- What to work on:
Identify each line below containing the string "cacheRoot" and copy it.

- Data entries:
╔══

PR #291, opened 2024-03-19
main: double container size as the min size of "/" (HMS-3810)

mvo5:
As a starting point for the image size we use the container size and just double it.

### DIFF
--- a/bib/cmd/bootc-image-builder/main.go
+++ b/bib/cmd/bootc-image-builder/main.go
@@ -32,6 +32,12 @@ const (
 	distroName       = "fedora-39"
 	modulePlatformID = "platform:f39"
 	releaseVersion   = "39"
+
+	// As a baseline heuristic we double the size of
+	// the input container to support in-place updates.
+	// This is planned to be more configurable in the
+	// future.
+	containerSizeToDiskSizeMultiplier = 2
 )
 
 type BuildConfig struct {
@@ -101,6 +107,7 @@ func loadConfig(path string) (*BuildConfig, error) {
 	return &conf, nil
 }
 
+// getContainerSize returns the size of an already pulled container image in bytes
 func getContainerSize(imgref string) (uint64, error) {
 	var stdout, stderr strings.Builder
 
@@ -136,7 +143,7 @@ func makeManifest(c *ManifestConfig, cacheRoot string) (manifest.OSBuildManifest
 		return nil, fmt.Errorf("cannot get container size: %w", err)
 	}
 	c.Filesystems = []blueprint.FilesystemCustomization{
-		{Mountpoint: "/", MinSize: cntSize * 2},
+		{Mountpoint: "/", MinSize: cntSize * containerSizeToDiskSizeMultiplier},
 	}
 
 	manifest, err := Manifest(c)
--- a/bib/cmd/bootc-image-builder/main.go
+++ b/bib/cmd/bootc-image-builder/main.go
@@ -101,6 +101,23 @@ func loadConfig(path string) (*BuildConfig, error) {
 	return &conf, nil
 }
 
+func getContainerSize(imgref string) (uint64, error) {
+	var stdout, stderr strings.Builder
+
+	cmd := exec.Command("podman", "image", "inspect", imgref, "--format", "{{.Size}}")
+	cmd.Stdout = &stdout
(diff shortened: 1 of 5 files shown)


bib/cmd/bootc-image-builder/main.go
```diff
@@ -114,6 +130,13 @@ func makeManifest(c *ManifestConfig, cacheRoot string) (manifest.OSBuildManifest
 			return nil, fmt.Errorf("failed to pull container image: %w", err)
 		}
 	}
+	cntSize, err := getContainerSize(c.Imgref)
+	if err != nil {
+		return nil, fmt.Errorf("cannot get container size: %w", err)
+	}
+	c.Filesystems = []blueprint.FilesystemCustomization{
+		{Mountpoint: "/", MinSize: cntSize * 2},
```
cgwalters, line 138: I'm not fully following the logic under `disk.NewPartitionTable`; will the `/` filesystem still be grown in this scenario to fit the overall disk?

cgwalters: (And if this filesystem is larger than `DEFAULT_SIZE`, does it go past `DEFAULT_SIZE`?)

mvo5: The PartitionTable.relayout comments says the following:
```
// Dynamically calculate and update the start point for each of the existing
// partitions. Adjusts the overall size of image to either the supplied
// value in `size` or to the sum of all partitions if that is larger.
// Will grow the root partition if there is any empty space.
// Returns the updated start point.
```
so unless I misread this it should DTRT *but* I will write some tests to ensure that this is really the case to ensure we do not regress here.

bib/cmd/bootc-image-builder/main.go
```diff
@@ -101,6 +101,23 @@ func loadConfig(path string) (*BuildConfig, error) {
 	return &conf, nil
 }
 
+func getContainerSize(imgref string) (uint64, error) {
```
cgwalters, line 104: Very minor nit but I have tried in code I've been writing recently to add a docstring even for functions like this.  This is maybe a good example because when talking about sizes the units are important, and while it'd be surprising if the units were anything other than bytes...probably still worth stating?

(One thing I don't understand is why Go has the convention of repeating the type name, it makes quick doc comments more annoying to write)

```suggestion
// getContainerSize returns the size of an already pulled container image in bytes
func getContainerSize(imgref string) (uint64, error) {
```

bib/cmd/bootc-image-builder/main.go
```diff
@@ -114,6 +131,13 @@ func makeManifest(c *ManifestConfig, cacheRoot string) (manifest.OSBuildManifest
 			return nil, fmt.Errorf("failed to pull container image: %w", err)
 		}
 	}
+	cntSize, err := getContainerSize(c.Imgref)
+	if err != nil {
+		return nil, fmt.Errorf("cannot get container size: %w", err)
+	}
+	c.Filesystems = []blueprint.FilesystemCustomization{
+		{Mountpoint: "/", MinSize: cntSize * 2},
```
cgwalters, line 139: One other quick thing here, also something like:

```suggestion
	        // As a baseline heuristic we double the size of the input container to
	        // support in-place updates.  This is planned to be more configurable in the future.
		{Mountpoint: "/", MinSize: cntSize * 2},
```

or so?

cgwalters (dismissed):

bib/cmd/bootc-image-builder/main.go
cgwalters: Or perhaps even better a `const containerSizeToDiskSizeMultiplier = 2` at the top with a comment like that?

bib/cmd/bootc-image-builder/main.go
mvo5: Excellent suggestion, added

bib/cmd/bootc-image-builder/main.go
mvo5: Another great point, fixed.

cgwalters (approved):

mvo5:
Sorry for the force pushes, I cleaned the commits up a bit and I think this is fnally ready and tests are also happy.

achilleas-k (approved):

╚══

- Answer box:
@@ -136,7 +143,7 @@ func makeManifest(c *ManifestConfig, cacheRoot string) (manifest.OSBuildManifest
@@ -114,6 +130,13 @@ func makeManifest(c *ManifestConfig, cacheRoot string) (manifest.OSBuildManifest
@@ -114,6 +131,13 @@ func makeManifest(c *ManifestConfig, cacheRoot string) (manifest.OSBuildManifest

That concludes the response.